Tennis star Venus Williams withdrew from the U.S. Open on Wednesday, citing a diagnosis of Sjögren’s syndrome, a little-known autoimmune disorder that causes fatigue and joint pain. TIME Healthland asked Dr. Victoria Shanmugam, an assistant professor of rheumatology at Georgetown University, to explain the condition.
Shanmugam is not involved in Williams’ treatment but currently sees other patients with Sjögren’s (pronounced show-grens).
What is Sjögren’s syndrome?
It’s an autoimmune disease that is typically characterized by inflammation in the tear ducts and salivary glands. We’re not sure why it focuses on these tissues. Many people will have a very mild form and experience dryness of the eyes and mouth, fatigue, joint pain and myalgias [or muscle pain]. Many people will have that and nothing else. But a small proportion of people will go on to have multi–organ system disease that behaves a little more like lupus [another autoimmune disease in which the body’s own immune cells start to attack healthy tissues, particularly in the joints].
How common is Sjögren’s?
It’s not that uncommon. Estimates vary, and there may be a fair number of people who have Sjögren’s and don’t know it. So the estimates vary widely. A European study found that about 4% of the population may be affected, while a study by the Mayo Clinic found a much lower prevalence of around 1%.
It’s more common in women than in men, and often people don’t get diagnosed until middle age.
Is there a connection between Sjögren’s and lupus?
There is a degree of overlap between the two diseases. We look at the inflammatory pattern in each organ to help distinguish between Sjögren’s and lupus. For example, [in Sjögren’s] there is a particular type of inflammation in the kidney that affects how the kidneys deal with salt and acid balance, which produces a very different picture than the inflammation of the kidney’s glomerulus, which is involved in filtering waste from the blood, that we see in lupus.

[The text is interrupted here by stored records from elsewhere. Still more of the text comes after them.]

PR #550, opened 2016-09-01
Decouple QuantConnect.Views build configuration

andrewhart098:
The purpose of this pull request is to decouple the QuantConnect.Views build configuration from the rest of the solution. This is achieved by changing QuantConnect.Views 'Output Type' to 'Console Application' and removing the QuantConnect.Views reference in the QuantConnect.Launcher project. 

This will enable QuantConnect.Views to run as a separate 32 bit process (which it must because of its dependency on GeckoFX) and allow the rest of the solution to run as a 64 bit process. 

The interprocess communication between Lean and the UI is achieved over tcp sockets and leverages the NetMQ library - a 100% native C# implementation of ZeroMQ for .NET. NetMQ was chosen because of it’s ability to asynchronously send messages over tcp, while preserving the message order. 

A new message handler, StreamingMessageHandler, is added which processes the messages in-line using a NetMQ Push Socket. This is now the default message handler for the desktop environments.  The port on which the NetMQ communicates, as well as the location of the UI executable, is now configurable in config.json.

The UI uses a NetMQ Pull Socket in a new class called DesktopClient.cs.  The desktop client uses an instance of a new interface, IDesktopMessageHandler, to push messages to the UI.  LeanWinForms.cs now implements this interface.

### DIFF
--- a/Launcher/Program.cs
+++ b/Launcher/Program.cs
@@ -87,11 +87,7 @@ namespace QuantConnect.Lean.Launcher
 
             if (environment.EndsWith("-desktop"))
             {
-                Application.EnableVisualStyles();
-                var messagingHandler = leanEngineSystemHandlers.Notify;
-                var thread = new Thread(() => LaunchUX(messagingHandler, job));
-                thread.SetApartmentState(ApartmentState.STA);
-                thread.Start();
+
             }
 
             // log the job endpoints
@@ -135,17 +131,6 @@ namespace QuantConnect.Lean.Launcher
                 leanEngineAlgorithmHandlers.Dispose();
                 Log.LogHandler.Dispose();
             }
-        }
-
-        /// <summary>
-        /// Form launcher method for thread.
-        /// </summary>
-        static void LaunchUX(IMessagingHandler messaging, AlgorithmNodePacket job)
-        {
-            //Launch the UX
-            //var form = Composer.Instance.GetExportedValueByTypeName<Form>("desktop-ux-classname");
-            var form = new Views.WinForms.LeanWinForm(messaging, job);
-            Application.Run(form);
         }
     }
 }
--- a/Launcher/Program.cs
+++ b/Launcher/Program.cs
@@ -16,6 +16,8 @@
 
 using System;
 using System.ComponentModel.Composition;
+using System.Diagnostics;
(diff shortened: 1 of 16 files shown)


jaredbroad:
Replacement for PR: https://github.com/QuantConnect/Lean/pull/494

jameschch:
So glad this was completed. I had made some progress with a version running over http but this is a much better approach. One of the things that will be possible now the UI is a separate process is switching to a chromium based browser engine that may play nicely in linux, or perform better in backtest.

@andrewhart098 I'm interested in NetMQ. How does this compare to RabbitMQ and MSMQ? How do you think it will scale in an enterprise?

andrewhart098:
@jameschch - One interesting option for building a cross-platform, desktop client is [electron](http://electron.atom.io/).  There are already zeromq bindings for  [node](https://github.com/JustinTulloss/zeromq.node).  It would be great if the client could be connected to multiple instances of Lean and have different tabs for each backtest.  

Compared to other messaging queues, ZeroMQ is unique because it is a broker-less model which means that unlike most other products, you don’t need to install and run a message queuing server/broker. Simply reference the NetMQ library on NuGet.

The performance numbers for zeromq can be found [here](http://zeromq.org/area:results). I don't know what your standards for perf are, but I think a throughput of over 9000 Mb/s for 1Mb messages with just over 1 millisecond in latency is really good.  From what I've read, brokerless is generally way faster than brokered (e.g. RabbitMQ, MSMQ). Brokerless is really the only messaging queue option in this situation anyways.

That being said, without a broker – it’s up to the application to handle things when they go wrong.  I’m not entirely clear what the requirements for Lean are in an enterprise setting, but I think that with the flexibility a separate client process provides, there is a simple solution to make a really robust desktop client using zeromq for messaging.

jameschch:
I love the fact that zeromq is brokerless. This aligns well with the deployability of a microservice architecture, which is the main reason for reignited interest in messaging.

In terms of the desktop client I was trying to think of a way to provide a ui service to local or remote lean instances for monitoring and alerting. As you say it's conceptually tied to something in particular. I'd like it if it listened to whoever was talking. Standing it up as a service can be straightforward, tabbing multiple input streams sounds more laborious.

Issue #547, opened 2016-08-30
Market Hours Database Holidays


jaredbroad:
FXCM and Oanda aren't open on January 1st, 

market-hours-database.json should be updated to include fxcm and oanda holidays.

richardcurteis:
Fix submitted.
https://github.com/QuantConnect/Lean/pull/551

jaredbroad:
Fixed by 727c3c1

PR #551, opened 2016-09-01
Added FXCM holidays

richardcurteis:
Fix for [https://github.com/QuantConnect/Lean/issues/547](url)
Added FXCM specific holidays.
They are closed 25th/26th of December and 1st/2nd January. Including when those dates fall on normal trading hours.
Screenshot of this confirmation from FXCM support is below.
Oanda holidays was omitted as they are open on all days that fall within normal trading hours, screenshot below.

**FXCM**
fxcm conversation

**Oanda**
oanda conversation


jaredbroad:
Thank you for the PR @richardcurteis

Some people will have particular types of inflammation in the lung and liver that is only seen in Sjögren’s, which can sometimes go on to become lupus. But the fact that [Williams] was diagnosed with Sjögren’s doesn’t necessarily mean she will go on to develop lupus.
What causes Sjögren’s?
That’s the million-dollar question in rheumatology. We think people probably have some kind of genetic predisposition — but we don’t know for sure — and some environmental factor sets off the immune system to trigger the disease. It’s not well understood why this particular person [will get diagnosed] and why now at this point in their life. But we do know that stress makes immune diseases worse.
Can Sjögren’s be treated?
Yes. We’ll treat people dependent on where they are on the disease spectrum. For the milder cases, we have topical [options] to treat dryness of the eyes and mouth. These can suppress the immune system locally in the eye to reduce inflammation. We also warn patients to get regular dental checkups.
For slightly more severe disease, we use disease-modifying drugs that are similar to treatments for lupus. Hydroxychloroquine, an anti-malaria [drug] can be helpful for joint pain, muscle aches and fatigue. If there is more severe inflammation involving the lung, kidney or liver, we can pick more potent immune-suppressing medications such as steroids or methotrexate to really suppress the immune system.
Do you think Williams will be able to return to playing professional tennis?
Her decision to take a little time off and recover and get her health under control is a reasonable decision. There is no reason to think that having this diagnosis shouldn’t allow her to continue to be active in the future. Many many people with Sjögren’s lead very full and active lives. And in most cases, it doesn’t affect their ability to hold down a full-time job and maintain all their usual activities.